Heuristic:Triton inference server Server Concurrency Throughput Rule
| Knowledge Sources | |
|---|---|
| Domains | Optimization, Inference_Serving |
| Last Updated | 2026-02-13 17:00 GMT |
Overview
The 2x rule for setting optimal request concurrency: maximum throughput is achieved at concurrency = 2 * max_batch_size * model_instance_count.
Description
When benchmarking Triton with Performance Analyzer (perf_analyzer), there are two simple rules for setting request concurrency that reliably predict optimal throughput and minimum latency configurations. These rules apply when perf_analyzer runs on the same system as Triton (eliminating network latency as a variable).
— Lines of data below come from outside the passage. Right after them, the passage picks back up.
PR #3070, opened 2025-09-08
Replace dependency react-window

### LINKED ISSUE #3028: [deps]: Update or replace dependency react-window
### Requirement

We want to upgrade to React 19

### Problem

"react-window": "^1.8.10" doesn’t support React 19

### Proposal

It is used in a single component `FilteredList`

The first rule establishes the minimum latency configuration. The second rule provides the concurrency setting that saturates the GPU pipeline for maximum throughput.
Usage
Use this heuristic when running perf_analyzer to benchmark model serving performance. Apply the minimum latency rule to establish a baseline, then the maximum throughput rule to find the optimal operating point.
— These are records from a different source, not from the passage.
PR #3078, opened 2025-09-09
Convert SearchTracePage/SearchForm to functional component

JeevaRamanathan:
- #2610

## Description of the changes
- convert `packages/jaeger-ui/src/components/SearchTracePage/SearchForm.jsx` from class to functional and improved test cases.

- Ensured there is no break in the functionality in UI
- Ran the test suite using npm run test to ensure all test cases pass. 
Screenshot 2025-09-10 044525

## Checklist


packages/jaeger-ui/src/components/SearchTracePage/SearchForm.jsx
```diff
@@ -257,338 +257,338 @@ export function submitForm(fields, searchTraces) {
...
+    services,
+    submitting,
+    initialValues,
+    changeServiceHandler,
+    submitFormHandler,
+    handleChange: propHandleChange,
+  } = props;
+
+  const [formData, setFormData] = React.useState({
+    service: initialValues?.service,
```
yurishkuro: what is the value of expanding `initialValues` like this instead of just storing as an object? It's not like `setFormData` provides a way to set individual fields in this struct, it's always all or nothing.

packages/jaeger-ui/src/components/SearchTracePage/SearchForm.jsx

The Insight (Rule of Thumb)
- Rule 1 (Minimum Latency): Set concurrency to 1, disable the dynamic batcher, and use 1 model instance.
- Rule 2 (Maximum Throughput): Set concurrency to 2 * <max_batch_size> * <model_instance_count>.
- Example: For max_batch_size=4 with 1 instance: concurrency = 2 * 4 * 1 = 8
- Example: For max_batch_size=4 with 2 instances: concurrency = 2 * 4 * 2 = 16
- Trade-off: Minimum latency leaves GPU underutilized. Maximum throughput increases per-request latency but processes far more requests per second.
Reasoning
The factor of 2 in the throughput rule ensures that while one batch is being computed on the GPU, the next batch is being assembled and its data is being transferred. This keeps the GPU pipeline full with no idle gaps between batches.
With concurrency = 1, Triton is idle during the round-trip time between sending a response and receiving the next request. Concurrency = 2 hides this communication latency. Beyond that, additional concurrency fills batches more completely.
Empirical evidence from docs/user_guide/optimization.md:128-145:
# Using the 2x rule: max_batch_size=4, instances=1 -> concurrency=8
$ perf_analyzer -m inception_onnx --percentile=95 --concurrency-range 8
...
Concurrency: 8, throughput: 267.8 infer/sec, latency 35590 usec
This matches the throughput found by sweeping concurrency 1-8, confirming the rule works as a shortcut.